Under the statutes regulating Licensed Acupuncturists, the Secretary of Health (Secretary) and individuals acting on his or her behalf are immune from suit in a civil action based on any certification, disciplinary proceedings, or other official acts. Similarly, under the Uniform Disciplinary Act, the Secretary and individuals acting on his or her behalf are immune from suit in any action, civil or criminal, based on disciplinary proceedings or other official acts.
Summary of Amended Bill:
Acupuncturists/East Asian Medicine Practitioners.
"Acupuncture" and "Acupuncturists" are re-named "East Asian Medicine" and "East Asian Medicine Practitioner." Any person licensed as an Acupuncturist prior to the effective date of the act will, at his or her next renewal date, be given the title of East Asian Medicine Practitioner. Licensed East Asian Medicine Practitioners are not prohibited from holding themselves out as Acupuncturists. A license to practice East Asian Medicine is not required to sell herbal products.
East Asian Medicine (formerly Acupuncture) is expanded to include:
health education;
the recommendation and sale of herbs, vitamins, minerals, and dietary and nutritional supplements;
breathing, relaxation, and East Asian exercise techniques;
Qi Gong (an ancient Chinese system of postures, exercises, and breathing techniques to improve one's qi);
East Asian massage and Tui Na (East Asian bodywork characterized by the kneading, pressing, rolling, shaking, and stretching of the body); and
superficial heat and cold therapies.
Consultation with Other Practitioners.
The types of health care practitioners with which a licensed East Asian Medicine Practitioner must consult when seeing a patient with a potentially serious disorder are expanded to include:
Physician Assistants;
Osteopathic Physician Assistants;
Naturopaths; and
Advanced Registered Nurse Practitioners.
Immunity.
The immunity provisions in the statutes regulating licensed East Asian Medicine Practitioners are eliminated (the similar provisions in the Uniform Disciplinary Act are unaffected).
Appropriation: None.
Fiscal Note: Requested on February 17, 2010.

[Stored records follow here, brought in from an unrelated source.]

PR #5018, opened 2023-02-20
Use encrypted `citizen_url_id` to retrieve applications

cpjmcquillan:
In #5010, unique encrypted citizen URL IDs were generated alongside `SecureData` records and stored on the LegalAidApplication.

This uses the new column to generate unique citizen URLs and updates the `SecureApplicationFinder` service so that it can retrieve applications by citizen URL id *and* by SecureData id.

### DIFF
--- a/app/models/legal_aid_application.rb
+++ b/app/models/legal_aid_application.rb
@@ -217,19 +217,11 @@ class LegalAidApplication < ApplicationRecord
   end
 
   def generate_secure_id
-    transaction do
-      update!(
-        citizen_url_id: SecureRandom.uuid,
-        citizen_url_expires_on: CITIZEN_URL_EXPIRES_AFTER_IN_DAYS.days.from_now,
-      )
-
-      SecureData.create_and_store!(
-        legal_aid_application: { id: },
-        expired_at: (Time.current + SECURE_ID_DAYS_TO_EXPIRE.days).end_of_day,
-        # So each secure data payload is unique
-        token: SecureRandom.hex,
-      )
-    end
+    update!(
+      citizen_url_id: SecureRandom.uuid,
+      citizen_url_expires_on: CITIZEN_URL_EXPIRES_AFTER_IN_DAYS.days.from_now,
+    )
+    citizen_url_id
   end
 
   def set_transaction_period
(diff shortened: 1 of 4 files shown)


colinbruce (approved):
LGTM :+1:

jsugarman (approved):
👍

app/services/secure_application_finder.rb
```diff
@@ -24,6 +26,10 @@ def check_for_errors
   end
 
   def expired?
-    secure_data[:expired_at] && secure_data[:expired_at] < Time.current
+    expires_on && expires_on < Time.current
+  end
+
+  def expires_on
+    legal_aid_application.citizen_url_expires_on.presence || secure_data[:expired_at]
```
jsugarman, line 33: can we/should we be using  presence for the secure_data too

```suggestion
    legal_aid_application.citizen_url_expires_on.presence || secure_data[:expired_at].presence
```

app/models/legal_aid_application.rb
```diff
@@ -217,19 +217,11 @@ def outgoing_types?
...
-        expired_at: (Time.current + SECURE_ID_DAYS_TO_EXPIRE.days).end_of_day,
-        # So each secure data payload is unique
-        token: SecureRandom.hex,
-      )
-    end
+    update!(
+      citizen_url_id: SecureRandom.uuid,
+      citizen_url_expires_on: CITIZEN_URL_EXPIRES_AFTER_IN_DAYS.days.from_now,
+    )
+    citizen_url_id
```
cpjmcquillan, line 224: I thought this would be a nice way to migrate to using the new approach, but it turns out we are currently calling `generate_secure_id` multiple times when we send an email to the applicant.

Before this worked because each URL would correspond to a new `SecureData` record that referenced the application.

However with the new approach, this means we send emails with URLs that contain `citizen_url_id` values that have since been overwritten).

app/services/secure_application_finder.rb
cpjmcquillan: `object.presence` is another way of writing

```ruby
object.present? ? object : nil
```

so it wouldn't mean anything if we added it to `secure_data[:expired_at]`

https://api.rubyonrails.org/classes/Object.html#method-i-presence

PR #5031, opened 2023-02-22
Introduce encrypted Citizen access tokens 

cpjmcquillan:
In https://github.com/ministryofjustice/laa-apply-for-legal-aid/pull/5010 we started encrypting a `citizen_url_id` and storing it alongside the
date the corresponding Citizen application link would expire on the
`LegalAidApplication` model.

As work to migrate from the `SecureData` approach continued in https://github.com/ministryofjustice/laa-apply-for-legal-aid/pull/5018, a bug was
discovered in manual testing.

Rather than generating a token for the Citizen URL once and passing that around,
tokens are generated multiple times for an application in the process of sending
an email to the client.

This means there could be X different `SecureData` records in the database for
an application, and we don't know which correspond to links sent in emails to
Citizens.

In order to accommodate this behaviour, and to migrate existing data so we can
continue to handle existing links appropriately -a new approach was needed.

This introduces the concept of a Citizen access token, that can be sent to
Citizens in emails, expire, and used to retrieve a client's legal aid
application.

This approach will also us to accommodate existing links (including expired
links), however we might later decide that initial requirements laid out in
the [initial ticket] and [discussion] or decisions taken in https://github.com/ministryofjustice/laa-apply-for-legal-aid/pull/73 are no longer
appropriate.

[initial ticket]: https://dsdmoj.atlassian.net/browse/AP-148
[discussion]: https://dsdmoj.atlassian.net/wiki/spaces/ATPPB/pages/1106608346/2018-09-17+Securing+Citizen+access+to+the+service

---

A temporary task can be used to migrate existing SecureData records to
Citizen access tokens so that the application can continue to handle existing
links gracefully.

This migrates data that looks like this:

```
SecureData
----------
- id <uuid>
- data <encrypted JWT token>
```

where the JWT data looks like:

```
{
  legal_aid_application: {
    "id": <uuid>
  },
  expired_at: <timestamp> (2020-01-01 23:59:59 +0000),
  token: <hex>
}
```

into data that looks like this:

```
Citizen::AccessToken
---------
- id <uuid>
- token <encrypted uuid string>
- expires_on <date> (2020-01-02)
- legal_aid_application_id <uuid>
```

Links are currently valid for 7 days, but Citizens can request new links if they
try to access an application using an expired link.

This migration will allows us to continue to retrieve applications from valid
and expired links.

### DIFF
--- a/app/models/citizen/access_token.rb
+++ b/app/models/citizen/access_token.rb
@@ -1,0 +1,21 @@
+module Citizen
+  class AccessToken < ApplicationRecord
+    EXPIRES_AFTER_IN_DAYS = 8
+
+    self.table_name = "citizen_access_tokens"
+
+    belongs_to :legal_aid_application
+
+    encrypts :token, deterministic: true
+
+    validates :expires_on, comparison: { greater_than: ->(_record) { Date.current } }
+
+    def self.generate_for(legal_aid_application:)
+      create!(
+        token: SecureRandom.uuid,
+        expires_on: EXPIRES_AFTER_IN_DAYS.days.from_now,
+        legal_aid_application:,
+      )
+    end
+  end
+end
--- a/app/models/legal_aid_application.rb
+++ b/app/models/legal_aid_application.rb
@@ -1,4 +1,6 @@
 class LegalAidApplication < ApplicationRecord
+  self.ignored_columns += %w[citizen_url_id citizen_url_expires_on]
+
   include Discard::Model
   include DelegatedFunctions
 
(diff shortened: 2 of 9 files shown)


app/models/citizen/access_token.rb
```diff
@@ -0,0 +1,21 @@
+module Citizen
+  class AccessToken < ApplicationRecord
+    EXPIRES_AFTER_IN_DAYS = 8
+
+    self.table_name = "citizen_access_tokens"
+
+    belongs_to :legal_aid_application
+
+    encrypts :token, deterministic: true
```
cpjmcquillan, line 9: Before, all the "data" was JWT encoded for a `SecureData` record.

Now, we encrypt only the `token`. This is what is used in links in emails to Citizens. It is encrypted deterministically so we can query by it.

colinbruce (approved):
LGTM :+1:

jsugarman (approved):
👍 and me

PR #5032, opened 2023-02-23
Remove citizen URL columns

cpjmcquillan:
The new approach taken in #5031 means these columns are no longer relevant and can be safely removed.


colinbruce (approved):
LGTM :+1:

PR #5034, opened 2023-02-24
Retrieve applications by Citizen access token

cpjmcquillan:
This builds on the work in #5031.

Before, `LegalAidApplication` records were retrieved in the `Citizen::LegalAidApplicationsController` by an ID that corresponded to a `SecureData` record.

These `SecureData` records contain JWT encoded tokens that refer to the legal aid application ID and have an expiry time.

In itself, the `SecureData` ID does not expose any sensitive information, and only reveals the legal aid application ID if decoded with the relevant secret key.

Now that all existing `SecureData` records have been migrated to `Citizen::AccessToken` records, the application can be refactored to use these new tokens.

Now, a `Citizen::AccessToken` is retrieved by its encrypted token, and this provides an interface to access the associated `LegalAidApplication`.

These new tokens are encrypted at rest, which means the legal aid application they belong to can only be revealed if you also know the relevant secret keys.

The `SecureApplicationFinder` has been refactored to reflect this new approach, while `LegalAidApplication#generate_secure_id` has been renamed to `LegalAidApplication#generate_citizen_access_token!` to better reflect its intention.

Related email services and controllers have had smaller, related refactors and tidy ups.

Tests have been updated, and in some instances refactored to improve readability or address Rubocop issues.


spec/requests/citizens/consents_controller_spec.rb
```diff
@@ -3,22 +3,23 @@
...
-      get citizens_consent_path
-    end
+    before { get citizens_consent_path }
 
     it "returns http success" do
       expect(response).to have_http_status(:ok)
-      expect(unescaped_response_body).to include("Do you agree to share 3 months of bank statements with " \
-                                                 "the <abbr title='Legal Aid Agency'>LAA</abbr> via TrueLayer?")
+      expect(page).to have_content(
+        "Do you agree to share 3 months of bank statements with the LAA via " \
```
colinbruce, line 14: Does this line need splitting? 
We no longer have line length limits 🤷‍♂️

PR #5035, opened 2023-02-24
Remove `SecureData`

cpjmcquillan:
Now that we are no longer using the bespoke `SecureData` pattern to encrypt sensitive date (i.e Applicant TrueLayer tokens and Citizen LegalAidApplication access tokens), we can remove the code and drop the tables.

Effective Date of Amended Bill: The bill takes effect 90 days after adjournment of session in which bill is passed, except for section 17, relating to listing disciplining authority under the Uniform Disciplining Act, which because of prior double amendments, takes effect on July 1, 2010, and section 18, relating to listing disciplining authority under the Uniform Disciplinary Act, which because of prior double amendments, takes effect on August 1, 2010.
Staff Summary of Public Testimony:
(In support) This bill is consistent with the DOH's sunrise review. A lot of work went into changing the name of the profession, including consultation with the Asian community. Practitioners will still be able to call themselves "Acupuncturists." The current scope of practice has not been updated in 24 years; the changes made in this bill to the scope of practice are consistent with growth in education, science, and technology as well as current practice. This bill will help consumers in Washington to have better health care and help make Washington a national leader in natural medicine while adding to the health and safety of the public. It does not make sense to require care to cease if a patient refuses a consultation; the language allowing such a patient to sign a waiver was therefore worked out with the DOH.
(Opposed) None.
Persons Testifying: Leslie Emerick, George Whiteside, and Lisa VanHaagen, Washington Acupuncture and Asian Medicine Association; and Ezra Eickmeyer, Advocates for the Advancement of Asian Medicine.
Persons Signed In To Testify But Not Testifying: None.